Em 2001, veio o primeiro choque negativo, com a redução significativa do orçamento de C&T, que se mantém até hoje. Podemos mesmo afirmar que a Ciência brasileira teria ido à lona se não fosse o crescente aporte de recursos por parte dos governos estaduais, via as fundações de apoio à pesquisa científica (FAPs). As primeiras consequências desta quase paralisia do governo federal, em que pese a competência dos gestores de C&T, já podem ser notadas. Já não somos mais o décimo terceiro produtor de C&T e passamos a ocupar a décima quarta posição. Fomos ultrapassados pela Holanda. Os dados também indicam que diminuiu a taxa de crescimento do número de publicações, o que implica na possibilidade de cairmos de posição nos próximos anos. O crescimento significativo da atividade científica de países como Austrália e Índia leva a uma diminuição das chances do Brasil estar entre os dez maiores produtores de C&T, sonho que acalentamos no passado recente.

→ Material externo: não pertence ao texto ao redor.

PR #174, opened 2023-10-11
Bump Rust Version

nplasterer:
This bumps to the latest Rust version which drops the timeouts lower so they aren't noticeable.

I was not able to reproduce `Remote attachments don’t work between the xmtp.chat and iOS XMTP.RemoteAttachmentError.invalidScheme("invalid scheme value. must be https://")` But I modified some of the error messages to confirm that the latest version of swift is getting run.

### DIFF
--- a/Package.swift
+++ b/Package.swift
@@ -26,7 +26,7 @@ let package = Package(
 		.package(url: "https://github.com/1024jp/GzipSwift", from: "5.2.0"),
 		.package(url: "https://github.com/bufbuild/connect-swift", from: "0.3.0"),
 		.package(url: "https://github.com/apple/swift-docc-plugin.git", from: "1.0.0"),
-		.package(url: "https://github.com/xmtp/xmtp-rust-swift", from: "0.3.1-beta0"),
+		.package(url: "https://github.com/xmtp/xmtp-rust-swift", from: "0.3.5-beta0"),
 	],
 	targets: [
 		// Targets are the basic building blocks of a package. A target can define a module or a test suite.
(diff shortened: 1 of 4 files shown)


Sources/XMTP/Codecs/RemoteAttachmentCodec.swift
```diff
@@ -74,7 +74,7 @@ public struct RemoteAttachment {
 
 	func ensureSchemeMatches() throws {
 		if !url.hasPrefix(scheme.rawValue) {
-			throw RemoteAttachmentError.invalidScheme("scheme must be https://")
+			throw RemoteAttachmentError.invalidScheme("scheme must be https")
 		}
 	}
```
nplasterer, line 79: @nakajima I think this is where the error is getting thrown. Is there a reason we call this on every init?

Sources/XMTP/Codecs/RemoteAttachmentCodec.swift
```diff
@@ -174,7 +174,7 @@ public struct RemoteAttachmentCodec: ContentCodec {
 			throw RemoteAttachmentError.invalidScheme("no scheme parameter")
 		}
 
-        if (!schemeString.starts(with: "https")) {
+        if (!schemeString.hasPrefix(RemoteAttachment.Scheme.https.rawValue)) {
```
nplasterer, line 177: Changed this to hasPrefix since that seems to be more inline with how swift would do this.

Package.swift
```diff
@@ -26,7 +26,7 @@ let package = Package(
 		.package(url: "https://github.com/1024jp/GzipSwift", from: "5.2.0"),
 		.package(url: "https://github.com/bufbuild/connect-swift", from: "0.3.0"),
 		.package(url: "https://github.com/apple/swift-docc-plugin.git", from: "1.0.0"),
-		.package(url: "https://github.com/xmtp/xmtp-rust-swift", from: "0.3.1-beta0"),
+		.package(url: "https://github.com/xmtp/xmtp-rust-swift", from: "0.3.5-beta0"),
```
nplasterer, line 29: Bumping this for anyone using SPM as well.

nakajima (approved):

No momento há certa perplexidade por parte da comunidade científica brasileira. Na recente reunião do conselho do Fundo Nacional de Desenvolvimento Científico e Tecnológico (FNDCT), principal fonte de financiamento à C&T pelo governo federal, apontou-se para uma recuperação dos recursos, permitindo novamente o acalento de velhos sonhos. Este otimismo que confesso, compartilhei, cai por terra quando se observa a proposta de Lei Orçamentária enviada pelo governo ao congresso nacional. As mudanças na legislação referente aos royalties do petróleo afetaram de forma marcante o orçamento do FNDCT, sangrando-o em cerca de 40% do seu orçamento. Para complicar ainda mais, um simples exame da proposta orçamentária indica a alocação de recursos do FNDCT, da ordem de R$ 767 milhões, para formação de recursos humanos, muito provavelmente para serem transferidos ao CNPq visando cobrir as despesas do programa “Ciência sem Fronteiras”. Cabe lembrar que este programa nunca foi um pleito da comunidade científica nem a entusiasmou, ainda que ninguém seja contra a ampliação da cooperação internacional na área científica. No entanto, ele foi anunciado como algo novo, que seria mantido com recursos novos, o que a julgar pelas informações existentes no momento, não irá ocorrer. Uma rápida análise da proposta orçamentária não vislumbra recursos para programas importantes como o apoio aos institutos nacionais de Ciência e Tecnologia (INCTs), ao programa de Núcleos de Excelência (Pronex) e mesmo à cooperação científica internacional, todos fundamentais para o desenvolvimento da atividade científica no Brasil. A diminuição dos recursos do FNDCT, devido à perda de recursos oriundos da atividade petrolífera, também afetará o programa de infraestrutura laboratorial apoiada pelo chamado Proinfra, coordenado pela FINEP. Aqui, cabe lembrar que o crescimento na produção de petróleo e a descoberta de novas fontes, como o pré sal, ocorreram graças à intensa atividade científica nesta área, conduzida por várias instituições científicas brasileiras, aliadas ao Centro de Pesquisas da Petrobrás (Cenpes). O que assistimos é uma clara falta de visão, que compromete o futuro do país. Assim fica mais difícil mudarmos nossa vergonhosa posição em indicadores como o PIB per capta (53), índice de desenvolvimento (85) e competitividade (56).”